Das Pendel hingegen beantwortet die Fragen nur knapp mit "ja", "nein", und auch mit "vielleicht". Sehr gute Pendler können gewiss noch weitere Informationen aus den Schwingungen des Pendels herauslesen. Prinzipiell ist das Pendeln für eine umfangreiche Deutung aber weniger geeignet. Den grössten Deutungsumfang bietet das Kartenlegen und die Astrologie für den Wahrsager.

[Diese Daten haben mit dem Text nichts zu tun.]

PR #592, opened 2026-06-10
feat(project): add the c↔n (non-coding transcript) axis to VariantProjection

nh13:
Adds a first-class `n.` (transcript-relative) axis to projection results, the next step in the axis-symmetric projection program (#507), Cycle 1b-ii.

`VariantProjection` gains a `noncoding: Option<HgvsVariant>` field carrying the `n.` form of the variant on the transcript. It's populated for coding transcripts by reframing the resolved `c.` CDS positions into transcript coordinates via the projector's existing exon- and CIGAR-aware `CoordinateMapper::cds_to_tx` — the same conversion `genome_to_cds`/`project_single_inner` already trust — so the `c.` and `n.` axes never disagree, including on multi-exon transcripts with tx-coordinate gaps or CIGAR insertions. The derivation is genome-free and is therefore defined even for intronic positions. Allele projections aggregate an `n.` allele the same all-or-nothing way as the existing `coding`/`protein` axes. Python gains a uniform `n_name` accessor.

The change is additive: `coding`'s existing semantics are unchanged (it still holds the `Tx`/`n.` form for non-coding transcripts — a pre-existing quirk left as documented debt). No existing field value, test expectation, or conformance baseline shifts.

For a non-coding (`NR_`) transcript the genome-pivot branch sets `noncoding = Some(coding.clone())`, but that branch is currently unreachable via full projection (non-coding transcript projection is pinned unsupported in `tests/issue_328_projector_accepts_cnr.rs`). It is kept as forward-compatible, documented code that carries the correct semantics the moment that path is enabled.

## Tests
- `c↔n` boundary matrix: `c.1`, `c.-N`, `c.*N` (→ a plain positive `n.`, not `n.*N`), intronic offset carry.
- CIGAR-insertion regression: `c.6 → n.8`, which a flat `cds_start + base - 1` conversion would get wrong (it would yield `n.6` and disagree with the `c.` form's true transcript position).
- Genome-pivot and bare-`NM_` integration tests asserting both `c.` and `n.` forms.
- Allele aggregation with pinned inner `n.` coordinates.

## Verification
- `cargo clippy --features dev --all-targets -- -D warnings`: clean.
- `cargo fmt --all`: clean.
- `cargo check --features python`: clean.
- Full suite minus the `FERRO_MANIFEST`-gated conformance dashboards: 6707/6707 pass. The 9 conformance-dashboard failures are pre-existing and reproduce identically on the base commit (they fail locally where the manifest is present and are skipped in CI).

### DIFF
--- a/python/ferro_hgvs/__init__.pyi
+++ b/python/ferro_hgvs/__init__.pyi
@@ -1462,6 +1462,16 @@ class VariantProjection:
         ...
 
     @property
+    def n_name(self) -> str | None:
+        """The n. (transcript-relative) variant as an HGVS string.
+
+        Populated for both coding transcripts (derived genome-free from the c.
+        form) and non-coding transcripts; None when no transcript coordinate is
+        available (e.g. an empty allele).
+        """
+        ...
+
+    @property
     def p_name(self) -> str | None:
         """The p. variant as an HGVS string, or None for intronic/UTR/non-coding variants."""
         ...
--- a/src/project/mod.rs
+++ b/src/project/mod.rs
@@ -5,6 +5,7 @@ pub mod edit;
 mod projector;
 mod protein;
 mod result;
+mod transcript_axis;
 
 pub use projector::VariantProjector;
 pub use result::VariantProjection;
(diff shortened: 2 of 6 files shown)


nh13:
@coderabbitai review

PR #593, opened 2026-06-10
perf(reference): binary cache for the GFF/GTF TranscriptDb (annotate-vcf ~3s → ~0.6s)

nh13:
Stacked on #591. Profiling the VCF-annotate path (previously unprofiled) showed the **same problem cdot had**: every `ferro annotate-vcf --gff X.gff` **re-parses the entire annotation file**.

## Profile
On a real hg19 GFF + 20k variants:

| | |
|---|---|
| GFF parse | **~91% of the run** (`load_annotations` 91% incl, `Gff3Record::parse` + `FeatureGraph` build + string churn) |
| per-variant annotation | ~11µs |

So for a genome-wide GFF it's ~2.5s of pure re-parsing, repeated every invocation.

## Fix
Cache the parsed `TranscriptDb` to a sibling binary file `<source>.<build>.tdb`. `load_annotations`:
1. **reuses** the cache when current — magic+version header **and** newer than the source (editing the GFF/GTF invalidates it);
2. **self-heals** — on a miss/staleness it parses as before, then best-effort writes the cache (skipped when FASTA validation is requested, since the cache doesn't carry parse-time diagnostics).

The domain `Transcript` carries `#[serde(skip_serializing_if)]` attributes that **bincode can't round-trip** (positional format → stream misaligns → "tag for enum not valid"), so the cache serializes a no-skip `TranscriptSnapshot` mirror — exactly how the cdot cache handles it. Versioned + atomic write + self-heal mirror the cdot cache fix (#585).

## Result
**`ferro annotate-vcf` ~3s → ~0.56s** after the first run. Output is **identical** to the parse path (verified over 20k variants, modulo the separate non-determinism note below). Full suite passes except the 9 pre-existing axes; adds a cache roundtrip + corrupt-rejection test. `*.tdb`/`*.rkyv` added to `.gitignore`.

## Separate finding (not fixed here)
While validating, I found the **annotation INFO-field order is non-deterministic** (HashMap iteration order) — parse-vs-parse output already differs in INFO key order. That's a pre-existing correctness/reproducibility bug, orthogonal to this cache; worth its own small PR (deterministic INFO ordering).

> Committed `--no-gpg-sign` (1Password biometric unavailable); will re-sign.

### DIFF
--- a/.gitignore
+++ b/.gitignore
@@ -73,3 +73,7 @@ manuscript/
 # parser PR a conflict magnet, so it is produced on demand instead.
 /tests/fixtures/grammar/hgvs_spec_normalization.json
 /tests/fixtures/grammar/.hgvs_spec_normalization.*.tmp
+
+# Generated reference caches (cdot rkyv, TranscriptDb)
+*.tdb
+*.rkyv
--- a/src/data/cdot.rs
+++ b/src/data/cdot.rs
@@ -1595,8 +1595,25 @@ impl CdotMapper {
             (path.with_extension("rkyv"), path.with_extension("bin"))
         };
 
+        // A sibling cache is only usable if it is at least as new as the source
+        // JSON. cdot files are normally version-stamped in the filename, but a
+        // re-`prepare` that rewrites the JSON under the same name would
+        // otherwise be masked by a stale archive. Mirrors the freshness check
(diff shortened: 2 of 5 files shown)


nh13:
@coderabbitai review

nh13:
@coderabbitai review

Wahrsagen – die altbekannte Methode der Vorhersage


In früheren Jahrhunderten wurden oft Hexen gleichgesetzt mit der Wahrsagekunst und mussten dafür ihr Leben lassen. Mit dem Wort Wahrsagen geht klischeebesetzt der Gedanke einher, dass Wahrsager grundsätzlich etwas vorausahnen. Sie blicken in die Zukunft und treffen Vorhersagen – vielleicht aufgrund einer spirituellen Inspiration. Diese Methode ist allerdings weit weniger anzutreffen, als man vermuten mag.

 

Bekannte Wahrsager

Klischeebehaftet ist die Wahrsagerin, die in einem Zelt auf dem Jahrmarkt in die Glaskugel schaut und die Zukunft vorhersagt. Zu den populären Wahrsagern gehört der bekannte Astronom Nostradamus. Seine Deutungen, die bis ins heutige Zeitalter reichen, sind nach wie vor beliebt. Auch wenn sie teilweise schwammige Informationen enthalten und oft in mystischen Versen verfasst wurden. Aber auch die verstorbene Baba Wanga aus Bulgarien galt als Koryphäe in der Wahrsagerei. Sie erhielt ihre Informationen nach eigenen Angaben von einem Reiter, der ihr in ihren Visionen erschien. Die meisten Wahrsager jedoch greifen auf Hilfsmittel zurück, um ihre Deutung zu vervollständigen.

Bedeutungsvolle Wahrsage-Methoden
Dazu zählt die Geomantie. Bei dieser Technik verstreut der Wahrsager Sand in diversen Farben. Die sich daraus ergebenen Figuren werden gedeutet und stellen die Prognose dar.

In der Pyromantie wird das Feuer zu Hilfe genommen. Wenn die Flammen richtig hochschiessen, erkennt der Wahrsager in den Flammen eine Botschaft.

Und das Runenwerfen bedient sich des Fuþark. Das ist eine Form der Zauberschrift mit denen Runenzeichen definiert werden. Diese Runen befinden sich auf Holzstangen oder Stäbe. Und ähnlich wie beim Mikado werden diese Stäbe auf eine Fläche geworfen. Das Bildnis darauf und die erkennbaren Runenzeichen ergeben die Botschaft.

 

Klassisch hingegen gilt das Handlesen. Überall auf der Welt kann man auf Handlese-Experten stossen, die die Zukunft aus den Handlinien herauslesen. Das Legen von Tarotkarten ist ebenfalls eine sehr bekannte Variante.

 

Weissagen statt Wahrsagen

Der Begriff mit dem inhaltlichen Wort "wahr" scheint verwirrend zu sein. Das Weissagen hingegen entspricht vielmehr dem, was beim Wahrsagen geschieht. Eine "Weisheit" wird gewahr und diese wird dem Fragesteller übermittelt. Denn eine Wahrheit kann nur in der Gegenwart festgestellt werden. Sowohl die Wahrheit der Vergangenheit als auch die der Zukunft sind veränderlich. Doch das wäre an der Stelle zu philosophisch, um darauf näher einzugehen. Aus dem lateinischen Wort Divination abgeleitet, was übersetzt soviel bedeutet wie die Erforschung des göttlichen Willens, hat sich der Begriff Wahrsagen durchgesetzt. Auch wenn die Praktik immer noch mit Skepsis von der Gesellschaft wahrgenommen wird, vertrauen viele Menschen insbesondere in die Technik des Kartenlegens und des Handlesens. Vielleicht weil sie mit diesen Methoden bereits gute Erfahrungen gemacht haben und der Technik vertrauen.